Peter David’s “X-Factor” has always been one of the more consistently good X-Books — at least in terms of its writing — and indeed, it wasn’t so long ago that it routinely outclassed every X-Book around it. These days, the raised quality of the line in general gives it a run for its money, but issues like this one remind you why it was very popular in the first place.

In an effort to give X-Factor an overhaul, David has placed them as the Marvel Universe’s go-to detective agency, which means interaction with a host of unlikely guest stars. The current arc’s plot involves the team tracking down Pip the Troll for a woman who we know is actually Hela. However, for better or worse, the team itself is huge, so the bulk of the issue is spent on superheroic soap-opera. If you’re me, that’s perfectly entertaining. Your mileage may vary.

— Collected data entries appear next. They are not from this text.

PR #3176, opened 2026-08-07
Forward upstream Content-Encoding on npm, PyPI, OCI, generic and cargo-index download responses

### LINKED ISSUE #3149: Streaming download handlers drop upstream Content-Encoding for npm, OCI, generic repos (and the cargo sparse index)
Same defect class as #2920 (cargo crate downloads), found while validating its fix in #2922. Filing separately rather than widening that PR.

A `StreamingFetchResult` carries `content_encoding` alongside `content_length`, but several response builders read the length and discard the encoding. The proxy's HTTP client pins `Accept-Encoding: identity` and disables transparent decoding, so upstream bytes arrive still compressed — serving them without the header means the client writes undecodable bytes and fails its checksum, exactly as reported in #2920.

**Confirmed by signature (the builder structurally cannot forward it):**

* **npm** — `build_tarball_response_stream` takes `content_type` and `content_length` parameters and no `content_encoding` at all. Affects the Remote and Virtual tarball arms.
* **OCI/Docker** — `oci_v2.rs` contains **zero** references to `content_encoding`. Affects blob GET, virtual blob GET, and the virtual-blob HEAD builder (which should keep header parity with GET).
* **generic repositories** — `repositories.rs` likewise has **zero** references. Affects virtual artifact download and HEAD.

**Also in scope, different mechanism:**

* **cargo sparse index** — `try_remote_index` fetches via `proxy_fetch_capped`, whose return type is a 2-tuple `Result<(Bytes, Option<String>), Response>` that structurally discards the encoding. The bytes are then re-served verbatim by `index_response`, which sets only `Content-Type` and `cache-control`, and are pinned into `index_cache`. A 3-tuple variant that preserves the coding already exists in `proxy_helpers.rs`. `config.json` uses the same 2-tuple path but is parsed server-side, so it degrades to the fallback URL rather than corrupting a client — lower severity.

**Reported as affected but verified only at call-site level, not confirmed by me:** pypi's `build_streaming_file_response` (6 call sites covering LKG, remote and virtual sdist/wheel serves).

**Not affected** — these route through `build_streaming_response_with_disposition`, which does forward: maven, goproxy, nuget, huggingface. conda has its own explicit handling.

## Suggested fix

Thread `content_encoding` through each builder the way #2922 does for cargo, or route these handlers through the shared `build_streaming_response_with_disposition` helper that already gets it right. Keep `Content-Length` and `Content-Encoding` sourced from the same place — the upstream `Content-Length` is the *coded* length, so forwarding one without the other is a protocol defect.

Each arm needs its own regression test. #2922 fixed two arms but shipped a test for only one, which is the gap to avoid repeating here.

## Related open question (worth answering once, applies to all formats)

None of these handlers consult the **client's** `Accept-Encoding` — no forwarding path references it on the response side. So the server would emit `Content-Encoding: gzip` regardless of whether the client accepted a coding. Declaring the coding is strictly better than dropping it, but whether it fully resolves the user-visible symptom depends on the client auto-inflating. Worth confirming against a real cargo/npm client before closing this out.

brandonrc:
## Summary

Fixes #3149. Same defect class as #2920, in the response builders that #2922 did not reach.

Since #2915 the proxy pins `Accept-Encoding: identity` and disables transparent decoding (`http_client.rs:93-115`), so a body coded by an intermediary (a corporate proxy, nginx with `gzip on`, a CDN) arrives still coded. `StreamingFetchResult::content_encoding` carries that coding and its own doc requires it be forwarded on every serve — but several builders read `content_length` and dropped the coding one line later. Since the upstream `Content-Length` is the **coded** length, forwarding one without the other is a protocol defect.

I verified each site named in the issue against the source rather than taking the report as given. Every one reproduced; **pypi, which the issue flagged as unverified, is genuinely affected too**.

| Site | Builder | Verdict |
|---|---|---|
| npm | `build_tarball_response_stream` | no `content_encoding` parameter at all — 4 proxied arms affected (remote, virtual, virtual-LKG, scan-pending); the hosted arm is not |
| pypi | `build_streaming_file_response` | **affected** — takes the whole `StreamingFetchResult`, read only `content_length`. Single builder behind all 6 call sites |
| OCI | `build_oci_streaming_proxy_response` + virtual-blob HEAD | zero references to `content_encoding` in `oci_v2.rs` |
| generic | `download_artifact`, `get_artifact_metadata` | zero references in `repositories.rs`; two independent hand-rolled builders |
| cargo sparse index | `try_remote_index` | 2-tuple `proxy_fetch_capped` structurally discards the coding |

### Notes on two non-mechanical changes

**OCI virtual-blob HEAD** now builds the exact GET response and drops the body, instead of re-deriving headers by hand. The hand-rolled copy had already drifted from GET (it forwarded type and length but not the coding); sharing the builder makes that class of drift unrepresentable. Dropping the body transfers nothing — the stream's upstream read is lazy and is never polled.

Notionally, this issue’s plot sees Hela catch up with Pip, and X-Factor deciding to follow her and find out what’s going on, but the bulk of the issue is taken up by scenes between the team members. For example, Wolfsbane walks in on Shatterstar and Rictor in a compromising position. M confronts a returned Layla. Banshee, Madrox and Madrox’s dupes spend some quality time on the job together. And, last but not least, Longshot and Darwin are out on the town. It’s all about the characters, and all the more entertaining for it.

As if going for a record, the book also throws up yet another new artist. “X-Factor”‘s art has been as inconsistent as its writing has been consistent. I’m pleased to see that in this case, there’s at least a reasonable chance that the style of this issue’s artists will blend with the previous issues’ in the trade collection. Aside from a few sketchy-looking faces, it’s of a high enough quality that Luppachino would be welcomed as the ongoing artist. At this point, it’d be nice just to get two consecutive arcs done without a fill-in.

I feel, too, that additional praise should be heaped on “X-Factor” for having a cover image showing something that actually occurs within the book, rather than a generic group or character shot. Call me old fashioned, but I preferred it when cover images were so distinctive you could immediately recall the issue from them. These days, it feels like a treat if the cover even references the contents, let alone forms a striking part of the book on its own.

It’s been a while since I reviewed “X-Factor,” so I’m pleased to say that the book remains as strong as ever, helped enormously by the fact that the crossover has been banished from its pages once again. Solid, entertaining, and with a next issue preview that you can’t help but look forward to. Not bad at all.